We reported in SAA 2019-01 (Jan. 2), that the SEC’s Office of Compliance Inspections and Examinations (“OCIE”) on December 20th issued its exam priorities for 2019. The 12-page OCIE Letter announced several key exam priorities. Weighing in January 22nd with some overlapping objectives is FINRA. 

A New Approach

The Cover Letter issued by FINRA’s President and Chief Executive Officer, Robert W. Cook, announces: “This year’s letter takes a somewhat new approach -- as compared to similar letters issued in prior years -- by focusing primarily on those topics that will be materially new areas of emphasis for our risk monitoring and examination programs in the coming year. FINRA will, of course, continue to review and examine for longstanding priorities discussed in greater detail in past letters, but we agree with the suggestion from many of our member firms that a sharper focus on emerging issues will help them better determine whether those issues are relevant to their businesses….” 

Core Focus Areas

The Priorities Letter highlights several core focus areas, which we repeat verbatim with some representative descriptions; footnotes are omitted. Under “Highlighted Items” we find: Online Distribution Platforms; Fixed Income Mark-Up Disclosure (FINRA will review firms’ compliance with their mark-up or mark-down disclosure obligations on fixed income transactions with customers); and Regulatory Technology (FINRA will engage with firms to understand how they are using such tools and addressing related risks, challenges or regulatory concerns). “Sales Practice Risks” lists: Suitability; Senior Investors; and Outside Business Activities and Private Securities Transactions (We are particularly concerned about fundraising activities for entities that the associated persons control or in which they have an interest, specifically entities with potentially misleading names that are similar to established issuers). “Operational Risks” includes: Supervision of Digital Assets Business; and Customer Due Diligence and Suspicious Activity Reviews. The Letter lists under “Market Risks” these priorities: Best Execution; Market Manipulation (This year, FINRA will focus on manipulative trading in correlated ETPs, including those that track common, broad market indices); Market Access: FINRA will … [be] focusing on how firms apply appropriate controls and limits to sponsored access orders…); Short Sales; and Short Tenders (As in 2018, FINRA will review how firms account for their options positions when tendering shares in the offer). The last area is “Financial Risks,” as follows: Credit Risk; and Funding and Liquidity (FINRA will continue to evaluate firms’ liquidity planning, including whether they have a reasonable process to regularly assess the adequacy of their liquidity pools and update their stress test assumptions based on changes in their businesses, products and customers). 

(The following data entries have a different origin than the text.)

PR #1034, opened 2019-10-11
feat: 🎸 Load spinner when selecting gcloud store. Add key on td

### LINKED ISSUE #1029: Study List data formatting
@pieper has a DICOM store on Google Cloud which fails every time it gets to Page 2 of the study list. It looks like it's because React is trying to render an Object inside one of the table cells in the study list. We need to ensure that each of the fields in the study object used below are renderable as Strings by React.

https://github.com/OHIF/Viewers/blob/659649e10b3732d4ce9a0d851390bb75786727eb/platform/ui/src/components/studyList/StudyList.js#L224-L253

> Uncaught Invariant Violation: Objects are not valid as a React child (found: object with keys {}). If you meant to render a collection of children, use an array instead.
    in td (created by StudyList)
    in tr (created by StudyList)
    in tbody (created by StudyList)
    in table (created by StudyList)
    in div (created by StudyList)
    in div (created by StudyList)
    in StudyList (created by TranslatedComponent)
    in TranslatedComponent (created by withI18nextTranslation(TranslatedComponent))
    in withI18nextTranslation(TranslatedComponent) (created by WrapperComponent)
    in I18nextProvider (created by WrapperComponent)

ladeirarodolfo:
### Includes
- Added loader spinner into study list when searching/filtering list
- Added React keys to table td tags
- Robust implementation preventing errors when cell value is not a string(it fixes the issue 1029)
- Reduced amount of component render
- Minor improvement on Cypress implementation

It closes #1029


platform/ui/src/components/studyList/StudyList.js
```diff
@@ -16,6 +16,69 @@ import { withTranslation } from '../../utils/LanguageProvider';
...
+
+function getNoListFragment(studies, error, loading) {
+  if (loading) {
+    return (
+      <div className="loading">
+        <StudyListLoadingText />
+      </div>
+    );
+  } else if (error) {
+    return <div className="notFound">There was an error fetching studies</div>;
```
swederik: Can we wrap these in translation strings (this.props.t()) so they can be internationalized?

platform/ui/src/components/studyList/StudyList.js
```diff
@@ -399,25 +441,23 @@ class StudyList extends Component {
               </tr>
             </thead>
             <tbody id="studyListData">
-              {this.props.studies.map(study => {
-                return this.renderTableRow(study);
-              })}
+              {!noListFragment
+                ? this.props.studies.map((study, index) => {
```
swederik: I think you can just write `this.props.studies.map(this.renderTableRow)`

dannyrb:
Netlify:

image

I have the branch checked out locally -- taking a peek.

ladeirarodolfo:
I have the fix for CI failing.. I will push soon, after some technical discussion with QA team

platform/ui/src/components/studyList/StudyList.js
```diff
@@ -110,25 +177,27 @@ class StudyList extends Component {
 
   getBlurHandler(key) {
     return event => {
+      debugger;
```
swederik: Forgot a debugger

platform/ui/src/components/studyList/StudyList.js
```diff
@@ -177,17 +177,38 @@ class StudyList extends Component {
...
     return event => {
-      debugger;
       this.delayedSearch.cancel();
       this.setSearchData(key, event.target.value);
     };
   }
 
+  // Should update state method.
+  // Used to prevent relying on shouldComponentUpdate React method or Pure component implementations of shallow comparison.
+  shouldUpdateStateValue(stateValue, stateValueToCompare) {
```
swederik: Can / should we use something like lodash isEqual instead?

dannyrb:
CI is passing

Arbitration Again Doesn’t Make the Cut

In 2017, the Office of Dispute Resolution (“ODR”) was included in FINRA’s regulatory priorities for the first time in three years. That was not the case this year or last year; arbitration is mentioned just once in endnote 2. In a January 3, 2018 Financial Adviser IQ interview, Director of Arbitration Rick Berry discussed ODR’s 2018 goals. Perhaps another interview is in the offing to articulate this year’s goals?

(ed: *Kudos again to FINRA for letting firms (and investors) know on what areas the Authority intends to focus. We like the “what’s new?” focus. This year marks the Open Letter’s 14th anniversary. **We wonder whether “Funding and Liquidity” includes examining a firm’s ability to pay arbitration awards? ***There was no Press Release this year, but FINRA posted a 21-minute Podcast, The Annual Priorities Letter: A Fresh Take. ****FINRA invites comments or suggestions on how it can improve the Priorities Letter, to be sent to Carlo di Florio, Executive Vice President, Member Supervision/Shared Services, at or Steven Polansky, Senior Director, Member Supervision/Shared Services, at *****Query whether ODR should post its goals on the FINRA Website, just as the regulatory objectives are published each year?) (SAC Ref. No. 2019-05-01)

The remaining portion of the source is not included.